- Monday, 16 July 2012
As Funeral Poverty hits a record £118 million, a new report sheds light on the emotional and financial distress families suffer when looking to the welfare state for support with funeral payment
- Almost half of 69,000 applications for a Funeral Payment (FP) rejected
- So-called “pauper’s funerals” (Public Health Funerals) expected to rise as it becomes “too expensive for poor people to die”
- Funeral Payment applicants forced into debt by committing to funeral cost of £1,000s prior to finding out if they will receive state support
A new Cost of Dying Special Report into Social Fund Funeral Payments from Sun Life Direct and the University of Bath reveals that the Funeral Payment scheme, intended to contribute to the cost of funerals for the most vulnerable in society, is failing to meet mounting demand. As the cost of funerals increases and economic austerity continues, the report warns that a burgeoning older population is likely to bring ever-increasing pressure on an already stretched system.
69,000 applications were made for a Funeral Payment last year; moreover, almost half were rejected, leaving large numbers of vulnerable people having to consider alternatives such as a Public Health Funeral or, so-called, “pauper’s funerals”. Even for those successful in their application, the typical sum awarded of £1,217 falls far short of today’s average cost of £3,091 for a funeral, leaving many with significant outstanding debt to pay.
The study paints a picture of an outdated support system at odds with the reality of modern day funerals. For example, the research indicates that the process through which family members are currently assessed is unclear and relies too heavily on traditional notions of the ‘nuclear family’, not taking into account the quality of relationships and the inclination to pay towards the deceased’s funeral. As such, survey respondents were often left feeling confused, frustrated and a sense of social shame when applying for assistance. Furthermore, the process was also felt to exacerbate claimants’ ill health, over half of whom were seeking help for depression, anxiety and insomnia.
Within an international context, the study suggests that the UK is in a weak position to address the provision of state support for those who cannot afford a funeral. An emphasis on individualism that regards death as a private event, a reliance on a free market economy to regulate funeral costs and a political narrative of welfare dependency rather than entitlement make for a perfect storm of disadvantage to confront the underlying issues.
Dr Kate Woodthorpe, a lecturer in Sociology at the University of Bath and author of the report, comments: “Quite simply, it is becoming too expensive for poor people to die. Thousands of the most vulnerable in society are being let down by a system of state support that lacks coherence and is so unclear that some applicants have to resort to alternative means to organise a funeral. One participant in the study decided to undertake a DIY funeral, buying her mother’s coffin from the internet and picking up the body from the hospital in her car. She subsequently sold the car to generate cash to pay for the funeral costs.”

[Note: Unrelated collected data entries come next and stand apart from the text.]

Issue #8407, opened 2026-09-03
Docs asserting a control that does not exist: sweep the checkable claims, one PR per document


JiRaska:
## The class

A document asserts a control or capability by **name**, the name is checkable, and the named
thing does not exist in the tree. Every instance was true when written and went stale in a file
nothing re-checks. Prose is not a control, and no gate reads it.

Five confirmed instances this week, every one found by accident rather than by looking:

| # | Document | False claim | Fixed by |
|---|---|---|---|
| 1 | admin-ui `/temporal` page | listed `TemporalWorkerConfig`, `OpenBankSaga`, `OpaActivityInterceptor`, `DeterministicRandom` as delivered — `openbank-libs-temporal` has two files and none of those four classes exists fleet-wide; also derived a PSD2 Art. 5(3) claim from an undeployed OPA gate | #7591 |
| 2 | `rules.yaml` | called a domestic-payment fraud enforcement gate "merged … flag default-off" after it was **deleted**, and skipped maker/checker on a money-path service because "the bank-side suspend lands via the fraud pipeline" — a pipeline whose verdict is discarded | #7299 |
| 3 | settlement threat model | drew `gRPC (mTLS)` on a link with no transport authentication, eleven lines above its own row saying it is not mTLS | #7297 |
| 4 | admin-ui cloud-architecture page | said the DORA ICT incident register has "no persistence — results are in-memory", untrue since its migration landed | #7954 |
| 5 | 49 of 56 VEX overlays | say an opentelemetry fix is blocked on a platform bump that has landed | reported as #7987 (security judgement, deliberately unchanged) |

## This sweep

Looking on purpose rather than by accident. Scope: `docs/threat-models/*.md`,
`docs/adr/*.md`, `openbank-admin-ui/src/app/**/page.tsx`,
`openbank-*/src/main/resources/docs/*.md`, `README.md`, `docs/ARCHITECTURE.md`,
`docs/compliance/*.md`.

**The test is mechanical:** does the named thing exist in the tree, and if it is a runtime
control, is it wired? A Kotlin class, a rego rule, a `@RolesAllowed`, a migration, a gate id,
a `KafkaTopic` CR — all checkable. A claim that cannot be checked is not a finding.

Confirmed so far — three threat models naming a regression guard that is in no Kotlin source,
where in each case **the guard itself is real and only the name is wrong**:

- `docs/threat-models/openbank-balance-service.md` — credits `BalanceResourceSecurityTest`;
[...]

PR #8408, opened 2026-09-03
docs(balance): name the access-control artifacts that actually exist

JiRaska:
## Summary

`docs/threat-models/openbank-balance-service.md` §3 and the S1 residual named three access-control
artifacts by names that do not exist in this repository. **Every control they describe is really in
place** — only the names were wrong. Documentation only: no DB, schema, endpoint, role or policy
change, and no behavior change.

## Type of change

- [x] docs

## Linked issues

Refs #8407

## Changes

Three corrections, each with the command that disproves the old name. The probe is trusted only
because the same shape returns a hit for a name that does exist —
`git grep -l "class ServiceInfoResource" origin/main -- '*.kt'` — so silence here is evidence
rather than a broken probe.

**1. The `@PermitAll` regression guard was credited to a class that is in no Kotlin source.**

```
git grep -n "class BalanceResourceSecurityTest" origin/main -- '*.kt'   # no output
```

The only occurrence of that name anywhere is the `BalanceResource` KDoc asserting it. The guard is
real and is `BalanceSecurityContractTest`
(`openbank-balance-service/src/test/kotlin/com/openbank/balance/infrastructure/rest/`), which
asserts by reflection that no `BalanceResource` / `ReconciliationResource` endpoint is `@PermitAll`
and that every one carries `@RolesAllowed`. Corrected in the threat model and in the KDoc that was
the other half of the same claim.

**2. The write endpoints were described as `@RolesAllowed(SERVICE, …)`.**

```
git grep -h "val SERVICE" origin/main -- '*/Roles.kt'      # no output
git grep -h "val OPERATOR" origin/main -- '*/Roles.kt'     # const val OPERATOR = "ROLE_OPERATOR"  (control)
```

The constant is `Roles.API` (`ROLE_API`) — `BalanceResource` credit/debit/hold/initialize all read
`@RolesAllowed(Roles.API, Roles.OPERATOR, Roles.ADMIN)`. `ROLE_SERVICE` is a dead name: granted by
no realm, defined in no `Roles` constant. It was the M2M role until #2442 made the M2M role real,
and the resource, `Roles.kt` and `balance_rest_ext.rego` have all said so since.

**3. The S1 residual credited "the SERVICE rule" in OPA.**

The policy has no SERVICE rule and can have none — `AuthorizeInterceptor` only ever emits
`ANONYMOUS` / `AI_AGENT` / `HUMAN`, which is why `balance_rest_ext.rego:116` carries a comment
saying a rule gated on `principal.type == "SERVICE"` is structurally unreachable dead code. The rule
that actually admits the shared M2M client is `service-balance-m2m` (`balance_rest_ext.rego:150`),
matched on `input.principal.id == "service-account-openbank-services"` and pinned by
`balance_rest_ext_test.rego:106`.

## Reviewer notes

**The residual risk itself is unchanged and still holds.** All six verified in-repo M2M callers
(settlement, transaction, account, statement, billing, agent) authenticate as the same
`openbank-services` client, so the policy is scoped to an action-class and not to a specific caller;
tightening it needs per-caller identity (mTLS SPIFFE, ADR-0017, or an OIDC client per caller) and
remains a tracked follow-up. This PR does not weaken or strengthen that statement — it makes it
name the rule that implements it.

The change is deliberately **not** a deletion. §7 records what the document used to claim, what is
true now, and that only the names changed, so a later reader can tell a correction from a control
that was quietly dropped.

## Definition of Done

- [x] Docs updated.
- [x] No source behavior change (the one `.kt` hunk is a KDoc line).

## Compliance impact

- [x] None — corrects the description of existing controls; no control changed.

## Rollout / Rollback

- Deployment strategy: n/a (docs + KDoc)
- Rollback plan: revert

## Security checklist

      (license, CVE, source).

Checked against the diff rather than assumed. The only Kotlin change in the whole PR is one comment line:

```
- * locked by BalanceResourceSecurityTest.
+ * locked by `BalanceSecurityContractTest`.
```

No `@Suppress`/`as Any` added, no `build.gradle*`/`libs.versions.toml`/`package.json` in the diff, no secret-shaped additions. The `@PermitAll` regression guard itself is untouched — this PR corrects the *name* the threat model and the KDoc give it — so no auth, payment, PII or cardholder path changes and `security-review-required` is deliberately not applied.


JiRaska:

**2. A stale threat-model exclusion, caused by this PR's own change.**

> `ALLOWED_UNRESOLVED['openbank-balance-service|3. Authn / Authz|BalanceResourceSecurityTest'] matched nothing — the claim it excused is gone; delete the entry`

This is the gate working, not a false positive. `check-threat-model-claims.py` fails on a stale exclusion as well as an unresolved claim, so an entry cannot outlive the debt it excuses. I ran it against current `origin/main` in a clean worktree: **exit 0**, `45/45 models … OK`. So the entry is valid on `main` and stale only here — something in this branch removes or renames what it pointed at. **Delete that line from `ALLOWED_UNRESOLVED` in `.github/scripts/check-threat-model-claims.py`** as part of this PR.

JiRaska:
Follow-up with the mechanics measured, because the `threat-model-claims-resolve` half is not fixable on this branch as it stands and the reason is not obvious.

**The branch carries an older, narrower version of the gate.** Running it here, unmerged:

```
EXIT 0 — threat-model claim audit: 23/23 money-path models, 419 mitigation claims
```

Against current `origin/main` the same script reports **45/45 models, 3043 claims**. So the branch's copy predates the widening, sees a fifth of the corpus, and passes. The CI failure comes from the *merged* result, which is what the run actually evaluates — and there `ALLOWED_UNRESOLVED['openbank-balance-service|3. Authn / Authz|BalanceResourceSecurityTest']` is present (line 135 of the merged file) and stale, because this PR is precisely what renames the citation to `BalanceSecurityContractTest`.

That is the gate working as designed: an exclusion cannot outlive the debt it excuses, so the entry has to go in the same PR that removes its subject.

**Merging `main` in produces a conflict**, so this is not a one-line change:

```
CONFLICT (content): Merge conflict in docs/threat-models/openbank-balance-service.md
```

I aborted rather than resolving it — the conflict is in prose about a control in a threat model, and picking a side there is an authoring decision, not a mechanical one.

**The order that works, all three steps in this PR:**

1. `git merge origin/main` and resolve the conflict in `docs/threat-models/openbank-balance-service.md`.
2. Delete the `'openbank-balance-service|3. Authn / Authz|BalanceResourceSecurityTest':` entry from `ALLOWED_UNRESOLVED` in `.github/scripts/check-threat-model-claims.py`.
3. Add the `## Security checklist` section to the PR body **and then push** — the gate reads the body from the event payload, so the edit only reaches it on the next push (an empty commit is enough). Note the checklist is genuinely easy to justify here: the only Kotlin change in the whole diff is a comment —

```
- * locked by BalanceResourceSecurityTest.
+ * locked by `BalanceSecurityContractTest`.
```

— no `@Suppress`, no dependency file, no secret-shaped line, and nothing that changes an auth, payment, PII or cardholder path.

Verify with `python3 .github/scripts/check-threat-model-claims.py --enforce` on the merged tree; it must print `OK` and exit 0. Running it **without** `--enforce` exits 0 even when it finds violations, so the flag is what makes the check a check.

**#8409 is the same shape** — same rename, same stale entry (`openbank-clearing-service|3. Authn/Authz|ClearingResourceSecurityTest`), same missing checklist.

JiRaska:
**Correction, and the fix is pushed. The merge conflict I reported does not exist.**

My previous comment said:

> `CONFLICT (content): Merge conflict in docs/threat-models/openbank-balance-service.md`
> I aborted rather than resolving it — the conflict is in prose about a control in a threat model, and picking a side there is an authoring decision, not a mechanical one.

That was real output, but from the wrong tree. `git worktree add <branch>` checks out the **local** branch ref, and mine was stale — `233d526d33` against `origin/docs/balance-threat-model-control-names` at `015cdf1339`. Merging `main` into a base that no longer exists remotely produced a conflict that the actual PR does not have.

From the correct base the merge is **clean**: exit 0, `13 files changed, 370 insertions(+), 21 deletions(-)`, no conflict. So the "this needs an authoring decision" framing was wrong, and I have done the work instead of handing it back.

**Pushed as `6be54e2c0a`** (merge of current `main`, plus the one-line governance fix).

**What was actually failing, on the correctly merged tree:**

```
exit 1 — FAIL: 0 false/self-referential claim(s), 1 stale exclusion(s)

::error title=stale exclusion::ALLOWED_UNRESOLVED[
  'openbank-balance-service|3. Authn / Authz|BalanceResourceSecurityTest']
  matched nothing — the claim it excused is gone; delete the entry
```

This PR is what renames the §3 citation to `BalanceSecurityContractTest`, so the exclusion keyed to §3 no longer excuses anything, and the gate fails on a stale exclusion by design — an entry cannot outlive its debt. Entry deleted.

**Deleted rather than moved, and that differs from #8409 deliberately.** In the clearing PR the gate *also* flagged §6's change-log line as a phantom claim, so there the exclusion moves from §3 to §6. Here it reports **0 false claims** — §6 mentions the old name (line 190) and the parser does not read it as a citation — so nothing needs excusing and a moved entry would itself be stale on the next run.

Falsified rather than just observed green:

| tree | exit | |
|---|---|---|
| merged, entry present | **1** | 1 stale exclusion |
| entry deleted | **0** | `OK: every mechanically checkable mitigation claim resolves` |
| deleted, then restored | **1** | so the deletion is what makes it pass |

The `## Security checklist` section is now in the PR body as well — added *before* this push, so the gate sees it on this run rather than needing another. The only Kotlin change in the whole PR is one comment line (`* locked by BalanceResourceSecurityTest.` → `` * locked by `BalanceSecurityContractTest`. ``), which is why every box is defensible.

The UK’s ageing demographic is also set to worsen the problem of state support for funerals. Last year alone, the number of applications rejected for a Funeral Payment increased by 6.9 per cent, and this is likely to jump again as the death rate is forecast to rise by 17 per cent each year for the next 15 years. With rising concerns about pensioner poverty and the cost of social care, having sufficient resources on hand to pay for a funeral is set to become an issue for a growing number of people.
Simon Cox, head of life planning at Sun Life Direct, says: “We have to ask ourselves whether the current infrastructure for end of life support is fit for purpose. Something must be done, and quickly. A good starting point would be to address the issue of timing. More often than not the claimant will need to commit to funeral payment prior to confirmation whether they will receive support. Bereaved people must know what they will receive before they agree to taking on debts, otherwise we will see the most vulnerable caught in a spiral of debt and distress.”